Aim of the exercise:
Below are the records; give the number of lines in them that include the word "sumDelta", and nothing more.

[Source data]
───

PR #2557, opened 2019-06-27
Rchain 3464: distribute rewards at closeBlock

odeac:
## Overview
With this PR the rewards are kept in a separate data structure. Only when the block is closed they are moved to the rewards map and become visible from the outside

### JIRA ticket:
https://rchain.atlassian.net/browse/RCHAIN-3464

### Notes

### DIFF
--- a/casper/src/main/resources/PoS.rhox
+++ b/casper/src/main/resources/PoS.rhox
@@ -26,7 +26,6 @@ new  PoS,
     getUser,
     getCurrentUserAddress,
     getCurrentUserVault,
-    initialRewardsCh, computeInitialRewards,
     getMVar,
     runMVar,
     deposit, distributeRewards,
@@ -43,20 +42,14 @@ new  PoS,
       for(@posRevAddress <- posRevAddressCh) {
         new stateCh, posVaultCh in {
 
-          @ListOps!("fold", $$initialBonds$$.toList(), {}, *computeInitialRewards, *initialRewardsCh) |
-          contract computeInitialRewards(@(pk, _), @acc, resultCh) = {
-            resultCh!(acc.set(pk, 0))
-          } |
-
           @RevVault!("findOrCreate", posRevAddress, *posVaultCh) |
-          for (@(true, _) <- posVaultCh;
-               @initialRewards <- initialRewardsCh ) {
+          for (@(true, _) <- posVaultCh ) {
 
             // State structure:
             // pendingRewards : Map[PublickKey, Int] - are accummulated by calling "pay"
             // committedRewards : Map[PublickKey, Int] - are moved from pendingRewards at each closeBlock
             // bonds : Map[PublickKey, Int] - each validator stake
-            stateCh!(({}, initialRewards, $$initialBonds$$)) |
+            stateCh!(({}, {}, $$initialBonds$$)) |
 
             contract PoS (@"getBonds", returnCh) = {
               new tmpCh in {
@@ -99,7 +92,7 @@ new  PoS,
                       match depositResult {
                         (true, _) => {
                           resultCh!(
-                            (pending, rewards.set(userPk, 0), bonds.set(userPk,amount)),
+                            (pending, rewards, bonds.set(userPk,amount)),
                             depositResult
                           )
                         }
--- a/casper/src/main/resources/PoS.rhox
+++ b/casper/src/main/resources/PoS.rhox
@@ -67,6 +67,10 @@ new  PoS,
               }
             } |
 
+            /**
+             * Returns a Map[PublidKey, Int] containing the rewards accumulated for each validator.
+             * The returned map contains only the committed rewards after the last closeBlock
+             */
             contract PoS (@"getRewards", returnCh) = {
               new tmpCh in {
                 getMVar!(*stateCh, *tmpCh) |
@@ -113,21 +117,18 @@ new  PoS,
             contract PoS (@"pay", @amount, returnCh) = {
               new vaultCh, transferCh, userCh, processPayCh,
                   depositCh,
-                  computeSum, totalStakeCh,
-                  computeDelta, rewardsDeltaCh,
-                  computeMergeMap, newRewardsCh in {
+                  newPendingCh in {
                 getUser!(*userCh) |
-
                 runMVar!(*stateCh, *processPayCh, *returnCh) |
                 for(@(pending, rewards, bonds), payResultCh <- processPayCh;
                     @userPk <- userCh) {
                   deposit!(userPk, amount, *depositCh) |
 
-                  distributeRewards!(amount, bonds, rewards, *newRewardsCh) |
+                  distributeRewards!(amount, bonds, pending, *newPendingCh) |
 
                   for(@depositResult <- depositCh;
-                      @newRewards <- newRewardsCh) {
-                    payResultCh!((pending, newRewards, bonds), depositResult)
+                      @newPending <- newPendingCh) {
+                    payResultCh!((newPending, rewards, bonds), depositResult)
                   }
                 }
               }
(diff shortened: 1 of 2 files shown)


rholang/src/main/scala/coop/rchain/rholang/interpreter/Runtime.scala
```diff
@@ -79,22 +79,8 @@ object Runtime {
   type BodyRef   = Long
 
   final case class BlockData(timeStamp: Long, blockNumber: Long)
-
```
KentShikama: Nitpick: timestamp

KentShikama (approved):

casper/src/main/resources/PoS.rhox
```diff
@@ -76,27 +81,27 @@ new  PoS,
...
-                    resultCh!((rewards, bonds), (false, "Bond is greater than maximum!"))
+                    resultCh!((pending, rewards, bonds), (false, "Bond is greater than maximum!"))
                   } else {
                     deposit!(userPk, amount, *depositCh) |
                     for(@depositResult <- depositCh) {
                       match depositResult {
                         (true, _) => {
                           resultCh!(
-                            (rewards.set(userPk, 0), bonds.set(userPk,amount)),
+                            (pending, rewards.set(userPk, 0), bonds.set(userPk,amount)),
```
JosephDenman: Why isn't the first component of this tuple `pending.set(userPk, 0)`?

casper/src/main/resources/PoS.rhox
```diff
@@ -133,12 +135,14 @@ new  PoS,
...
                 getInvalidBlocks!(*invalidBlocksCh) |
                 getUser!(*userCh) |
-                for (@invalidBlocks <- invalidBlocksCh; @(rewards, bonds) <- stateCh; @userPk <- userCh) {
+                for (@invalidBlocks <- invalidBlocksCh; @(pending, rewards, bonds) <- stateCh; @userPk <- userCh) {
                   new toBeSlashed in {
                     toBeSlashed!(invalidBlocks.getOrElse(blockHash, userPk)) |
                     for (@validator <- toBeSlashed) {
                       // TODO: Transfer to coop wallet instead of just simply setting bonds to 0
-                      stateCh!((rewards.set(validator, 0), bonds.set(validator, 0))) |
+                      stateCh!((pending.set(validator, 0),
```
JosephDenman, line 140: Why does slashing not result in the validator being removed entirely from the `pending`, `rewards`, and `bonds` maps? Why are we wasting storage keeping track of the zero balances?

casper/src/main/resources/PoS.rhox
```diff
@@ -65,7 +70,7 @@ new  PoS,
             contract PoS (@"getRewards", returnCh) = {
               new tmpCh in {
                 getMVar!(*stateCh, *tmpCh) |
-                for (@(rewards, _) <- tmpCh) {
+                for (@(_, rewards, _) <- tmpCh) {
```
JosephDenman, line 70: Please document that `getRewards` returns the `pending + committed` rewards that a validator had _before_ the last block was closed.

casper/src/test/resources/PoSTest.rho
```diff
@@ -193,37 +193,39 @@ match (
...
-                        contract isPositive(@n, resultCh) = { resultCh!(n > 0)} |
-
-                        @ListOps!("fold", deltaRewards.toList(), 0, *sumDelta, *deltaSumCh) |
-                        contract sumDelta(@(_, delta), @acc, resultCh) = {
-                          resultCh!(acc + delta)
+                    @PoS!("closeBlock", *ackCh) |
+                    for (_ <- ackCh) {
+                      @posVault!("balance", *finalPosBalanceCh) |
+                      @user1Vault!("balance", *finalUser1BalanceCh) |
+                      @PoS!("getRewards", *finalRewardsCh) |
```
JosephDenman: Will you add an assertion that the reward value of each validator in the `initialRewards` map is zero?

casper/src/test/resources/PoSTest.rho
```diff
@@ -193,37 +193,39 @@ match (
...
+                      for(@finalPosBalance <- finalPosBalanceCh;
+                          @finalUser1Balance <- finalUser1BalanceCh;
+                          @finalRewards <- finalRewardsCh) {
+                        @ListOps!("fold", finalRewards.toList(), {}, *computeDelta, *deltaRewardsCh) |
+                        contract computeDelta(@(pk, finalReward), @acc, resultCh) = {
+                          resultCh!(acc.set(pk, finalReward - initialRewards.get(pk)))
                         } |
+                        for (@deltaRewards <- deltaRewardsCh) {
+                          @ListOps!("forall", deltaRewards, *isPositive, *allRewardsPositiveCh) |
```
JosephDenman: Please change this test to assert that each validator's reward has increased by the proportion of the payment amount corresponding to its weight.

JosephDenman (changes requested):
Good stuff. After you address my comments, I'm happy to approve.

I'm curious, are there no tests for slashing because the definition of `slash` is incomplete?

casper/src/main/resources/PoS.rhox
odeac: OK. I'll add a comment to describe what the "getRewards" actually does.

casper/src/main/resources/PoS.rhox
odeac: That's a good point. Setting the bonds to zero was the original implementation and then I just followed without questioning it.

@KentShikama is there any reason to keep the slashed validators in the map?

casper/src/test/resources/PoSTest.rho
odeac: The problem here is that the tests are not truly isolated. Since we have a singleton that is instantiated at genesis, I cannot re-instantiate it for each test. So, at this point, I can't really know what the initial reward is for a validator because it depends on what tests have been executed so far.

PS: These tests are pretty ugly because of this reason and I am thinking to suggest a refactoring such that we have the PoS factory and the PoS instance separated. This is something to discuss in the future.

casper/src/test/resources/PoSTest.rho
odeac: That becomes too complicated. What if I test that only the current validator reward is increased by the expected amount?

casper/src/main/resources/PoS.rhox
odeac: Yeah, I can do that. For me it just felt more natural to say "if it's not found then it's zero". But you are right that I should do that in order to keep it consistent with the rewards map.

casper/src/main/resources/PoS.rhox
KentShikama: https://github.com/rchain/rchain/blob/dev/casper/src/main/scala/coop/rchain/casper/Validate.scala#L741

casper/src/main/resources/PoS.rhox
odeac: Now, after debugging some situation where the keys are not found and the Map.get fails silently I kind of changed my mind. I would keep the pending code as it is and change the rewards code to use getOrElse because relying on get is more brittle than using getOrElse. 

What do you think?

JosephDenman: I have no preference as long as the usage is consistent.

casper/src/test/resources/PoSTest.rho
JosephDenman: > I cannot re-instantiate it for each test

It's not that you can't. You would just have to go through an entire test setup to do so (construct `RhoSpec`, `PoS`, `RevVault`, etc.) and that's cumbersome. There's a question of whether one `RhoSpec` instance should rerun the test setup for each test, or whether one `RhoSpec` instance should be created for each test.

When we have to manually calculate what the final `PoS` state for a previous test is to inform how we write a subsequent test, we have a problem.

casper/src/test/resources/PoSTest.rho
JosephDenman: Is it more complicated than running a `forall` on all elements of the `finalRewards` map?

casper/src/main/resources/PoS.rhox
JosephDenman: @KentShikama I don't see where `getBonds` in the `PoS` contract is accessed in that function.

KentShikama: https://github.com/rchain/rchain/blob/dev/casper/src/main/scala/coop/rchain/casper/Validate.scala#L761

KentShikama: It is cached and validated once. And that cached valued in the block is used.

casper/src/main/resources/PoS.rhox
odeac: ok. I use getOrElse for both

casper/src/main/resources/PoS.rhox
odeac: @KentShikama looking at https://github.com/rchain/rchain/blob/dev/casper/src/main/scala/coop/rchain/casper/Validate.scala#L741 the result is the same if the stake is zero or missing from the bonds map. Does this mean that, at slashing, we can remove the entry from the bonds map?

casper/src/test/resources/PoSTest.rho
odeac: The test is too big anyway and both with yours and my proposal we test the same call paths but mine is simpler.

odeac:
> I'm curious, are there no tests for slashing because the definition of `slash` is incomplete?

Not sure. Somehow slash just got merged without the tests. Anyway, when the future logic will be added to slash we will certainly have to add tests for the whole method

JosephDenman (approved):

───

Reply:
2